Thanks Seong Kim. I do look forward to getting back on the road for more discovery. Life has conspired to keep me in front of my computer, traveling vicariously, the last couple of months.

Stay tuned.

Vicky Hastings 03.11.09 | 1:17 PM ET

We’re on the verge of spring in the Willamette Valley. It’s sunny and clear here today. Last week it felt like spring was already here. The buds are out and flowers about to burst into bloom. Better yet, it’s still light out when we go home from work! Thank you, Daylight Savings Time!

Sophia Dembling 03.11.09 | 1:19 PM ET

I like springing ahead, too, once I adjust my sleeping and eating patterns. I love long summer evenings.

I bet the air smells really good there. And I love your wine, BTW.

Vicky Hastings 03.11.09 | 1:47 PM ET

Every time I return to Oregon after being in another state, the first thing I notice is the crisp, fresh air—and breathe deeply!

Let me know when you’re planning a trip here so you can do the same!


Doug Terry 03.12.09 | 4:47 PM ET

Spring is the season that makes every absent Texan long to return. The air seems to move with a warm caress across the face, the lonely plains and hills ache with beauty and the peculiar emptiness of the soul that Texas causes in many seems, for the moment, to be alright.  The flowers erupt, the grass turns deep green (waiting for summer when it will all go light brown and dead). Big puffy white clouds float across the blue sky and almost anything seems possible in the season ahead.

It should be understood by all that Texas is many different places. There is really no such thing as “north Texas” or “south Texas”. There is, however, a north-east Texas, a north-central Texas and a north -west Texas and, also, a far north-west Texas (the panhandle). So, the seasons mean different things in this big place that seems to run without end from the bayous of Louisiana to the mountains in the south-west.

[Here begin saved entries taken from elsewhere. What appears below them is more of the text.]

PR #1884, opened 2017-04-13
DDF-2945 Added unit tests for Historian

AzGoalie:
#### What does this PR do?
Adds unit test coverage to the Historian class.
@rzwiefel @ahoffer @codymacdonald 
@lessarderic [Test](https://github.com/orgs/codice/teams/test)
@coyotesqrl
@pklinef
#### Checklist:
- [x] Documentation Updated
- [ ] Change Log Updated
- [x] Update / Add Unit Tests

### DIFF
--- a/catalog/core/catalog-core-standardframework/src/main/java/ddf/catalog/history/Historian.java
+++ b/catalog/core/catalog-core-standardframework/src/main/java/ddf/catalog/history/Historian.java
@@ -98,6 +98,8 @@ public class Historian {
 
     private FilterBuilder filterBuilder;
 
+    private Security security;
+
     static {
         Bundle bundle = FrameworkUtil.getBundle(Historian.class);
         BundleContext context = bundle == null ? null : bundle.getBundleContext();
@@ -149,11 +151,13 @@ public class Historian {
     /**
      * Versions updated {@link Metacard}s and {@link ContentItem}s.
      *
-     * @param streamUpdateRequest   Needed to pass {@link MetacardVersion#SKIP_VERSIONING}
+     * @param streamUpdateRequest   Needed to pass {@link ddf.catalog.core.versioning.MetacardVersion#SKIP_VERSIONING}
      *                              flag into downstream update
      * @param updateStorageResponse Versions this response's updated items
      * @return the update response originally passed in
-     * @throws IOException
+     * @throws UnsupportedQueryException
+     * @throws SourceUnavailableException
+     * @throws IngestException
      */
     public UpdateStorageResponse version(UpdateStorageRequest streamUpdateRequest,
             UpdateStorageResponse updateStorageResponse, UpdateResponse updateResponse)
@@ -442,8 +446,11 @@ public class Historian {
      * @return result of the callable func
      */
     private <T> T executeAsSystem(Callable<T> func) {
-        Subject systemSubject = Security.runAsAdmin(() -> Security.getInstance()
-                .getSystemSubject());
+        if (security == null) {
+            security = Security.getInstance();
+        }
+
+        Subject systemSubject = Security.runAsAdmin(() -> security.getSystemSubject());
         if (systemSubject == null) {
             throw new RuntimeException("Could not get systemSubject to version metacards.");
         }
@@ -497,6 +504,10 @@ public class Historian {
 
     public void setMetacardTypes(List<MetacardType> metacardTypes) {
         this.metacardTypes = metacardTypes;
+    }
+
+    public void setSecurity(Security security) {
+        this.security = security;
     }
 
     private static class WrappedByteSource extends ByteSource {
--- a/catalog/core/catalog-core-standardframework/src/main/java/ddf/catalog/history/Historian.java
+++ b/catalog/core/catalog-core-standardframework/src/main/java/ddf/catalog/history/Historian.java
@@ -332,6 +332,7 @@ public class Historian {
                 .filter(ci -> ci.getQualifier() == null || ci.getQualifier()
                         .equals(""))
                 .map(ContentItem::getMetacard)
+                .filter(Objects::nonNull)
                 .collect(Collectors.toList()));
     }
 
@@ -506,7 +507,7 @@ public class Historian {
         this.metacardTypes = metacardTypes;
     }
 
-    public void setSecurity(Security security) {
+    void setSecurity(Security security) {
         this.security = security;
     }
 
--- a/catalog/core/catalog-core-standardframework/src/test/java/ddf/catalog/history/HistorianTest.java
+++ b/catalog/core/catalog-core-standardframework/src/test/java/ddf/catalog/history/HistorianTest.java
@@ -19,8 +19,10 @@ import static org.hamcrest.Matchers.hasEntry;
 import static org.hamcrest.Matchers.not;
 import static org.hamcrest.Matchers.nullValue;
 import static org.mockito.Matchers.any;
+import static org.mockito.Matchers.anyObject;
 import static org.mockito.Mockito.doThrow;
 import static org.mockito.Mockito.mock;
+import static org.mockito.Mockito.times;
 import static org.mockito.Mockito.verify;
 import static org.mockito.Mockito.verifyZeroInteractions;
 import static org.mockito.Mockito.when;
@@ -408,19 +410,14 @@ public class HistorianTest {
         UpdateStorageResponse storageResponse = mock(UpdateStorageResponse.class);
         UpdateResponse updateResponse = mock(UpdateResponse.class);
 
-        storeMetacard(metacard);
-
-        // send a request to update the metacard
+        // create the update request
         updateMetacard(storageRequest, storageResponse, metacard);
-        storageProvider.update(storageRequest);
 
         mockQuery(metacard);
         historian.version(storageRequest, storageResponse, updateResponse);
 
         // Verify that it wasn't updated
-        Metacard update = readMetacard();
-
-        assertThat(update, equalTo(metacard));
+        verify(catalogProvider, times(0)).create(anyObject());
     }
 
     @Test(expected = IngestException.class)
@@ -433,6 +430,45 @@ public class HistorianTest {
         StorageProvider exceptionStorageProvider = mock(StorageProvider.class);
         doThrow(StorageException.class).when(exceptionStorageProvider)
                 .commit(any());
+
+        ContentItem item = mock(ContentItem.class);
+        when(item.getId()).thenReturn(METACARD_ID);
+        when(item.getUri()).thenReturn(RESOURCE_URI);
+        when(item.getMetacard()).thenReturn(metacards.get(0));
+
+        ReadStorageResponse readStorageResponse = mock(ReadStorageResponse.class);
+        when(readStorageResponse.getContentItem()).thenReturn(item);
+        when(exceptionStorageProvider.read(any())).thenReturn(readStorageResponse);
+
+        when(exceptionStorageProvider.create(any())).thenReturn(mock(CreateStorageResponse.class));
+
+        historian.setStorageProviders(Collections.singletonList(exceptionStorageProvider));
+
+        // Parameters for historian
+        UpdateStorageRequest storageRequest = mock(UpdateStorageRequest.class);
+        UpdateStorageResponse storageResponse = mock(UpdateStorageResponse.class);
+        UpdateResponse updateResponse = mock(UpdateResponse.class);
+
+        // send a request to update the metacard
+        updateMetacard(storageRequest, storageResponse, metacards.get(1));
+
+        mockQuery(metacards.get(1));
+        historian.version(storageRequest, storageResponse, updateResponse);
+        verify(exceptionStorageProvider).rollback(any(StorageRequest.class));
+    }
+
+    @Test(expected = IngestException.class)
+    public void testRollbackFailed()
+            throws StorageException, UnsupportedQueryException, SourceUnavailableException,
+            IngestException {
+        List<Metacard> metacards = getMetacardUpdatePair();
+
+        // Mock out a bad storage provider
+        StorageProvider exceptionStorageProvider = mock(StorageProvider.class);
+        doThrow(StorageException.class).when(exceptionStorageProvider)
+                .commit(any());
+        doThrow(StorageException.class).when(exceptionStorageProvider)
+                .rollback(any());
 
         ContentItem item = mock(ContentItem.class);
         when(item.getId()).thenReturn(METACARD_ID);
--- a/catalog/core/catalog-core-standardframework/src/test/java/ddf/catalog/history/HistorianTest.java
+++ b/catalog/core/catalog-core-standardframework/src/test/java/ddf/catalog/history/HistorianTest.java
@@ -16,12 +16,15 @@ package ddf.catalog.history;
 import static org.hamcrest.MatcherAssert.assertThat;
 import static org.hamcrest.Matchers.equalTo;
 import static org.hamcrest.Matchers.hasEntry;
+import static org.hamcrest.Matchers.nullValue;
 import static org.mockito.Matchers.any;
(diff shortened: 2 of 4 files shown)


catalog/core/catalog-core-standardframework/src/main/java/ddf/catalog/history/Historian.java
```diff
@@ -499,6 +506,10 @@ public void setMetacardTypes(List<MetacardType> metacardTypes) {
         this.metacardTypes = metacardTypes;
     }
 
+    public void setSecurity(Security security) {
```
coyotesqrl: Not a fan of methods added solely to support unit testing, but as you've few alternatives, at least drop it to package-private.

rzwiefel:
@lessarderic (@azgoalie) I'm going to need to be working on that static block where we register metacard types so I can cover moving those out to an init method and getting coverage on them.

AzGoalie:
@lessarderic 
- Looks like we don't have a test that covers L323-324
- - L323-324 are covered, jacoco and intellij just don't show that it is :(
- We should have a test for the case where we fail to get the input stream of a ContentItem (L522)
- - Wouldn't it be covered by tests of `ContentItemImpl`?
- We need a test to cover the path where a metacard cannot be found in the list of created content items of a CreateStorageResponse (L482)
- - From what i can tell, it's not possible for it to get here without being able to find the metacard.

AzGoalie:
build now

lessarderic:
6: 👍

8: @rzwiefel, any way this could ever happen? If not, do we need to `null` check?

9: Not really. What we need to test here is the case where `WrappedByteSource.openStream()` throws an `IOException`. We should be able to test that by having the `storageProvider().read()` on L352 return a `ReadStorageResponse` that contains a mock `ContentItem` that throws an exception when its `getInputStream()` method is called.

catalog/core/catalog-core-standardframework/src/test/java/ddf/catalog/history/HistorianTest.java
```diff
@@ -0,0 +1,462 @@
...
+
+        mockQuery(metacards.get(1));
+        historian.version(storageRequest, storageResponse, updateResponse);
+
+        // Verify that the metacard updated
+        Metacard update = readMetacard();
+
+        assertThat(update, equalTo(metacards.get(1)));
+    }
+
```
lessarderic: ❓Do we have any assertions in the tests to verify that the resource URI are properly set on the metacards (set by `setResourceUriForContent()` method)?

rzwiefel:
@lessarderic (I'm assuming you mean inside the `setResourceUriForContent`method? line numbers are a bit off so just clarifying). I don't believe that case is possible.  (line numbers based off current master verison)

so we fetched this list of created content items based on the deleted metacards, the map of `contentItems` returned is a map of [ContentItem ID: ContentItem]. [code](https://github.com/codice/ddf/blob/master/catalog/core/catalog-core-standardframework/src/main/java/ddf/catalog/history/Historian.java#L208)

Then we create the versioned metacards based of those same deleted metacards we just fetched the content for. This `versionedMap` returned is a map of [MetacardVersion.VERSION_OF_ID: MetacardVersion]. (the MetacardVersion.VERSION_OF_ID means the ID of the original metacard that was versioned). This `version_of_id` should correlate to the ContentItem::getId used in the above map of content items. [code](https://github.com/codice/ddf/blob/master/catalog/core/catalog-core-standardframework/src/main/java/ddf/catalog/history/Historian.java#L211-L216)

We then go and create the Content Items that go along with the versioned metacard (based off that 'primary key' we've been using of the original id/ContentItem id) and then insert those via the StorageProvider which returns us the `createStorageResponse`. [code](https://github.com/codice/ddf/blob/master/catalog/core/catalog-core-standardframework/src/main/java/ddf/catalog/history/Historian.java#L218-L219)

So that means going into the setResourceUriForContent method we have the `versionedMap` of [original id: version metacard] and the createStorageResponse of all content items that we just created and stored. [code](https://github.com/codice/ddf/blob/master/catalog/core/catalog-core-standardframework/src/main/java/ddf/catalog/history/Historian.java#L220-L222)

In the setResourceUriForContent method that means that the list of created content items we are iterating through was created based on the same list of deleted metacards that the `versionMetacards` list we are looking for a match in was made from. So there should always be a match to correspond to the content item. If for whatever reason that metacard **isn't** there (which shouldn't happen), we do check for null and continue without setting the resource Uri on the metacard.

(*note*: If given `n` deleted metacards , not all of them may have content.. which would result in some number less than `n` content items being found. However all n deleted metacards should have been versioned, meaning there should always **at least** be a content item for every metacard. but not vice versa). 

However one thing that isnt' being accounted for (which I will fix and put up a PR for ) is I have not filtered out the versioned/deleted metacards from the deleteResponse before fetching the content items (we don't ever want to version a version/delete) . So right now it could technically have searched for versioned metacards content items (even though we will never version them).  (though that is definitely not pertinent to the specific method in question, it still does not need to be tested). though erics comment 
>❗️We may want to add non-versioned and deleted metacards to that list to cover L435-436, and verify that those were properly excluded.

should be a good test to ensure this doesn't happen. I would actually expect this test to fail right now, though its a true positive failure. So i will get up a fix PR asap :) 

(but regarding the original method, the failure case is covered even if it does somehow happen)

rzwiefel:
I will also take some of the previous comment and add some as documentation in these areas so its a little clearer what is happening :+1:

rzwiefel:
@lessarderic @AzGoalie I can also update the behavior of fetching the first catalog/storage provider to throw an exception instead of returning null.

rzwiefel:
Addressed in https://github.com/codice/ddf/pull/1895

catalog/core/catalog-core-standardframework/src/main/java/ddf/catalog/history/Historian.java
```diff
@@ -332,6 +332,7 @@ private Filter forIds(List<String> ids) {
                 .filter(ci -> ci.getQualifier() == null || ci.getQualifier()
                         .equals(""))
                 .map(ContentItem::getMetacard)
+                .filter(Objects::nonNull)
```
rzwiefel: Since I refactored this method in my PR to fix this, I went ahead and added this line to where I refactored it to. So if you wish you can drop this to avoid conflicts.

catalog/core/catalog-core-standardframework/src/test/java/ddf/catalog/history/HistorianTest.java
```diff
@@ -0,0 +1,462 @@
...
+        Security security = mock(Security.class);
+        Subject subject = mock(MockSubject.class);
+        when(subject.execute(any(Callable.class))).thenCallRealMethod();
+        when(security.getSystemSubject()).thenReturn(subject);
+        historian.setSecurity(security);
+    }
+
+    @Test
+    public void testDoSkip() throws SourceUnavailableException, IngestException {
```
AzGoalie: Done

catalog/core/catalog-core-standardframework/src/test/java/ddf/catalog/history/HistorianTest.java
```diff
@@ -0,0 +1,462 @@
...
+        historian.setHistoryEnabled(false);
+        historian.version(mock(UpdateResponse.class));
+
+        verifyZeroInteractions(catalogProvider);
+    }
+
+    @Test
+    public void testSetSkipFlag() throws SourceUnavailableException, IngestException {
```
AzGoalie: Done

catalog/core/catalog-core-standardframework/src/test/java/ddf/catalog/history/HistorianTest.java
```diff
@@ -0,0 +1,462 @@
...
+        Map<String, Serializable> properties = new HashMap<>();
+        UpdateResponse updateResponse = createUpdateResponse(properties);
+
+        historian.version(updateResponse);
+
+        assertThat(properties, hasEntry(MetacardVersion.SKIP_VERSIONING, true));
+    }
+
+    @Test
+    public void testSkipProperty() throws SourceUnavailableException, IngestException {
```
AzGoalie: Done

catalog/core/catalog-core-standardframework/src/test/java/ddf/catalog/history/HistorianTest.java
```diff
@@ -0,0 +1,462 @@
...
+        Map<String, Serializable> properties = new HashMap<>();
+        properties.put(MetacardVersion.SKIP_VERSIONING, true);
+
+        UpdateResponse updateResponse = createUpdateResponse(properties);
+
+        historian.version(updateResponse);
+        // Called once for skip check
+        verify(updateResponse).getProperties();
```
AzGoalie: Updated

catalog/core/catalog-core-standardframework/src/test/java/ddf/catalog/history/HistorianTest.java
```diff
@@ -0,0 +1,462 @@
...
+    }
+
+    @Test
+    public void testUpdateResponse() throws Exception {
+        UpdateResponse updateResponse = createUpdateResponse(null);
+        List<Update> updateList = createUpdatedMetacardList();
```
AzGoalie: Added deleted and non versioned metacards to the mock query function, this method is used to just get an updated pair of metacards.

catalog/core/catalog-core-standardframework/src/test/java/ddf/catalog/history/HistorianTest.java
```diff
@@ -0,0 +1,462 @@
...
+
+        Metacard versionedMetacard = createRequest.getValue()
+                .getMetacards()
+                .get(0);
+        assertThat(versionedMetacard.getAttribute(MetacardVersion.VERSION_OF_ID)
+                .getValue(), equalTo(METACARD_ID));
+    }
+
+    @Test
+    public void testUpdateStorageResponseSkip()
```
AzGoalie: Updated to `testUpdateStorageResponseEmptyStorageRequest`

catalog/core/catalog-core-standardframework/src/test/java/ddf/catalog/history/HistorianTest.java
```diff
@@ -0,0 +1,462 @@
...
+            throws UnsupportedQueryException, SourceUnavailableException, IngestException {
+        UpdateStorageRequest storageRequest = mock(UpdateStorageRequest.class);
+        UpdateStorageResponse storageResponse = mock(UpdateStorageResponse.class);
+        UpdateResponse updateResponse = mock(UpdateResponse.class);
+
+        historian.version(storageRequest, storageResponse, updateResponse);
+
+        assertThat(storageProvider.storageMap.size(), equalTo(0));
```
AzGoalie: Can't verify zero interactions with the storage provider (not a mock), but added a check for that catalog provider.

catalog/core/catalog-core-standardframework/src/test/java/ddf/catalog/history/HistorianTest.java
```diff
@@ -0,0 +1,462 @@
...
+        historian.version(storageRequest, storageResponse, updateResponse);
+
+        // Verify that it wasn't updated
+        Metacard update = readMetacard();
+
+        assertThat(update, equalTo(metacard));
+    }
+
+    @Test(expected = IngestException.class)
+    public void testTryCommitStorageException()
```
AzGoalie: What will this test assert on? A failure on the rollback just prints a log message and continues off the previous storage exception which is covered by this test.

catalog/core/catalog-core-standardframework/src/test/java/ddf/catalog/history/HistorianTest.java
```diff
@@ -0,0 +1,462 @@
...
+        // Parameters for historian
+        UpdateStorageRequest storageRequest = mock(UpdateStorageRequest.class);
+        UpdateStorageResponse storageResponse = mock(UpdateStorageResponse.class);
+        UpdateResponse updateResponse = mock(UpdateResponse.class);
+
+        // send a request to update the metacard
+        updateMetacard(storageRequest, storageResponse, metacards.get(1));
+
+        mockQuery(metacards.get(1));
+        historian.version(storageRequest, storageResponse, updateResponse);
```
AzGoalie: Updated

catalog/core/catalog-core-standardframework/src/main/java/ddf/catalog/history/Historian.java
AzGoalie: I need this as this was added to fix a bug that a test caught. I'll fix the collision when it happens.

catalog/core/catalog-core-standardframework/src/test/java/ddf/catalog/history/HistorianTest.java
```diff
@@ -0,0 +1,462 @@
...
+
+        // Verify that the metacard updated
+        Metacard update = readMetacard();
+
+        assertThat(update, equalTo(metacards.get(1)));
+    }
+
+    @Test
+    public void testUpdateStorageResponseNoContentItems()
```
AzGoalie: Added empty and non-null qualifiers to `updateMetacard` method.

catalog/core/catalog-core-standardframework/src/test/java/ddf/catalog/history/HistorianTest.java
AzGoalie: Added

AzGoalie:
Pushed changes addressing comments.

catalog/core/catalog-core-standardframework/src/test/java/ddf/catalog/history/HistorianTest.java
lessarderic: We basically need to make sure the `StorageException` is caught and ignored when `rollback` fails, but that a `IngestException` still gets thrown. The flow and expectation would be very similar to this test but with one more step, i.e., `commit` fails then `rollback` also fails.

catalog/core/catalog-core-standardframework/src/test/java/ddf/catalog/history/HistorianTest.java
```diff
@@ -0,0 +1,602 @@
...
+    private Historian historian;
+
+    @Before
+    public void setup() {
+        historian = new Historian();
+
+        catalogProvider = mock(CatalogProvider.class);
+        historian.setCatalogProviders(Collections.singletonList(catalogProvider));
+
+        storageProvider = new InMemoryStorageProvider();
```
AzGoalie: It was a lot easier to assert on the adding/removing of objects in this than trying to get a mock to use its own map.

catalog/core/catalog-core-standardframework/src/test/java/ddf/catalog/history/HistorianTest.java
```diff
@@ -0,0 +1,602 @@
...
+        assertThat(item, nullValue());
+    }
+
+    @Test
+    public void testReadStorageException()
+            throws StorageException, SourceUnavailableException, IngestException,
+            UnsupportedQueryException, URISyntaxException {
+        StorageProvider exceptionStorageProvider = mock(StorageProvider.class);
+        when(exceptionStorageProvider.read(any())).thenThrow(StorageException.class);
+        historian.setStorageProviders(Collections.singletonList(exceptionStorageProvider));
```
AzGoalie: No, fixed and changed the assertion to make sure that `catalogProvider.create` was never called

catalog/core/catalog-core-standardframework/src/test/java/ddf/catalog/history/HistorianTest.java
AzGoalie: Added

AzGoalie:
build now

There is one part of Texas that, at this season, sticks in my mind. It is the part west of Ft. Worth before the desert emptiness of west Texas takes hold, the part of Texas, running to the south, that is still considered part of the great American plains. It is there that people feel happy, pleasantly at peace, for no other reason than they are there, in the plains and with themselves. Texas can be brutal, ugly and, in parts, strike the eastern eye as little more than scattered industrial dumping sites. The plains of Texas are something to behold and even something more to hold and enjoy, if only for a season.